Pero León va todavía más lejos. No sabemos, nunca sabremos qué es lo que miran los ojos nublados de su chica. Lo que sabremos, sí, es en qué se transforma eso que mira cuando, de golpe, reaparece y se hace presente en la imagen. Porque mientras la chica mira y, mirando, hace fugar la imagen, algo empieza a oírse en el plano: cerca, muy cerca, alguien que no vemos se pone a gemir, grita, murmura obscenidades, celebra con una fruición infantil, demente, las sorpresas de un goce inimaginable. “Alguien” es el remisero: un personaje que nunca se ve, que en el film es sólo una voz y que, mientras la chica mira fuera de cuadro, se aboca a violar concienzudamente a su novio en el asiento trasero del remís.
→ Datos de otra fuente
PR #6228, opened 2023-02-02
EVG-18592 Add further splunk logging to track commit queues

hadjri:
[EVG-18592](https://jira.mongodb.org/browse/EVG-18592)

### Description 

- Added logs to monitor when we remove items from the commit queue, and logs that track the speed of processing single commit queue items as well as logs that track the speed of processing the full batch of commit queue items
- Some logs were inaccurately logging the length of the commit queue when enqueuing / dequeuing since it would log before the queue was actually updated. Moved the logs to occur after the state change.
- Changed Splunk logs that previously showed only the commit item's issue number to show the full item so we can inspect its version, source, etc more easily
- Removed some unused parameters from CQ db functions


units/commit_queue.go
```diff
@@ -187,12 +197,20 @@ func (j *commitQueueJob) Run(ctx context.Context) {
...
+			"item":                 nextItem,
+			"message":              "finished processing commit queue item",
+			"processing_time_secs": time.Since(beginProcessingTime).Seconds(),
 		})
 	}
+	grip.Info(message.Fields{
+		"source":               "commit queue",
+		"job_id":               j.ID(),
+		"items":                nextItems,
+		"message":              "finished processing batch of commit queue items",
```
malikchaya2, line 211: If we wanted to go somewhere and answer the questions: "Would we benefit from increasing the batch size from 3 to 4 based on the current speed of our commit queue?" , where would someone go to get an answer for that? And can we document that somewhere?

malikchaya2 (changes requested):

units/commit_queue.go
ablack12: We'd theoretically always benefit right? It just may not be worth the added cost? (I might be misunderstanding what's wanted from this comment though)

malikchaya2: It's the "based on the current speed of our commit queue" that's key here. And yes, it would be benefit in a way that is worth the added cost. 

The main ask of the comment is: when I created this ticket my goal was to both generate that information, but then also to think of a way to make that information easily accessible without too much additional code reading or log grepping. So the question is: has that been thought about and can we document the answer?

hadjri: The formula for the worst case number of patches that can be ran for a commit queue of size `n` (if every item fails) can be quantified by this [pretty wild formula](https://docs.google.com/document/d/1n7xog26jPzM5j87ce5AnOeGwtWaGPKIieNQ2CirQwcI/edit#) from the initial design of when batches in the CQ were initially developed. So (output of the formula - `n`) is the number of patches we risk wasting by increasing the batch size. So if queue size is 10 for example, and batch size is 3, the worst case scenario is that we run 19 patches which is 9 more patches than we'd have needed to run if we didn't do any parallel execution.

Of course items don't all fail, in fact most succeed, but to track how many failures occur for each project I added some logs to `DequeueAndRestartForTask` so we can collect statistics moving forward on how many CQ items are getting dequeued due to failures over time. As this collects stats over time we can probably get a decent idea of the rate of failures to expect in each commit queue, and plug it into the above formula to get a more quantitative idea on how much work we are re-computing as a consequence of a certain batch size.

Also, I created a [Commit Queue Wait Statistics](https://mongodb.splunkcloud.com/en-US/app/search/commit_queue_wait_time_2?form.global_time.earliest=-30d%40d&form.global_time.latest=now) dashboard which currently shows project's commit queue size over time, and the # of minutes queue items wait to get processed to get better idea for the queue's performance over time. I also added a new field to the items (`QueueLengthAtEnqueue`) which saves the length of the queue at the time of enqueueing, so we can later add charts to get an accurate rate of progress of project's commit queues by comparing this value to the time it took for the items to get processed.

ablack12: Love this dashboard! I would suggest sending to product (Maria/Cris) ; they may have something similar or may wish to hold onto it.

units/commit_queue.go
```diff
@@ -187,12 +198,20 @@ func (j *commitQueueJob) Run(ctx context.Context) {
...
+			"job_id":               j.ID(),
+			"item":                 nextItem,
+			"message":              "finished processing commit queue item",
+			"processing_time_secs": time.Since(beginProcessingTime).Seconds(),
 		})
 	}
+	grip.Info(message.Fields{
+		"source":               "commit queue",
+		"job_id":               j.ID(),
+		"items":                nextItems,
```
ablack12, line 211: Is items needed to log? I'd rather we didn't since we log this so frequently. Is the use of this the length of items?

units/commit_queue.go
```diff
@@ -187,12 +198,20 @@ func (j *commitQueueJob) Run(ctx context.Context) {
...
 		grip.Info(message.Fields{
-			"source":  "commit queue",
-			"job_id":  j.ID(),
-			"item":    nextItem,
-			"message": "finished processing item",
+			"source":               "commit queue",
+			"job_id":               j.ID(),
+			"item":                 nextItem,
+			"message":              "finished processing commit queue item",
+			"processing_time_secs": time.Since(beginProcessingTime).Seconds(),
```
ablack12, line 205: I don't really expect processing time to be a bottleneck; i'm not sure this log has value

model/commitqueue/commit_queue.go
```diff
@@ -29,12 +29,13 @@ type CommitQueueItem struct {
...
-	Modules             []Module  `bson:"modules"`
-	MessageOverride     string    `bson:"message_override"`
-	Source              string    `bson:"source"`
+	Version              string    `bson:"version,omitempty"`
+	EnqueueTime          time.Time `bson:"enqueue_time"`
+	ProcessingStartTime  time.Time `bson:"processing_start_time"`
+	Modules              []Module  `bson:"modules"`
+	MessageOverride      string    `bson:"message_override"`
+	Source               string    `bson:"source"`
+	QueueLengthAtEnqueue int       `bson:"queue_length_at_enqueue"`
```
ablack12, line 38: Can you add a comment to this field to explain its use, since it's just used for logging?

units/commit_queue.go
hadjri: It's not explicitly needed to log, I just thought it'd be helpful to give more visibility into what's being processed. I'm fine to change this to showing the length, but I think we should log the full item at least once.

units/commit_queue.go
hadjri: Sent!

malikchaya2: Thank you for typing that up. This information and dashboard are awesome! I'm personally a big fan of transferring this information and a link to the dashboard to one of our docs, probably the ops guide so that engineers can easily find it if they hit a commit queue conundrum. 

> I also added a new field to the items (QueueLengthAtEnqueue) which saves the length of the queue at the time of enqueueing, so we can later add charts to get an accurate rate of progress of project's commit queues by comparing this value to the time it took for the items to get processed.

I think it would be a good idea to do that now while the information is fresh, maybe in a new ticket.

malikchaya2 (changes requested):
This looks great! I had one more comment.

units/commit_queue.go
hadjri: Sounds good, added it to the [commit queue troubleshooting portion](https://docs.google.com/document/d/14BTuPnzbSLCuewcMXFNQivkyUPy3Dsy1TYdF_9WVaBY/edit#heading=h.lrutrlkph14l) of the ops guide.

I think we'll need at least a few days of `QueueLengthAtEnqueue` logs being available before we make dashboards based off of it, so creating a new ticket: https://jira.mongodb.org/browse/EVG-18895

malikchaya2 (approved):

No vemos, pues, lo que ella mira, pero se podría decir que eso que no vemos vuelve –como vuelven los fantasmas, de cuyas materia y lógica está hecho el cine– como sonido, como voz, como palabra. El agujero que abre en la imagen lo que mira la chica se “llena” –pero qué insensata es esa saciedad, qué psicótica– con esa sonoridad gozosa, tan ensimismada que se vuelve inhumana, grotescamente criminal. Y en ese punto, en efecto, una imagen vale mil palabras. Pero “vale” no significa “reemplaza” –como quieren entender los usureros del sentido– sino “exige”, “convoca”, “cita”, “hace comparecer”. Es el plano (y no el dispositivo tecnológico, ni los guionistas, ni la “historia”, ni los personajes) el que hace sonar y hablar a la imagen en el cine, el que la vuelve necesariamente sonora. De ahí la imbecilidad profunda, desoladora, irreversible, de la frase “el cine es imagen”, periódicamente esgrimida para condenar películas “demasiado” conversadas. Decir que el cine es imagen (o, en la acepción más convencional, que “una imagen vale mil palabras”) es promover la creencia y el entusiasmo de una imagen plena, autosuficiente y saludable. Contra esa imagen real, a la que no le falta nada –contra el fascismo triste y maníaco de la eficacia–, la imagen de cine sigue oponiendo el temblor y la fragilidad de su condición espectral.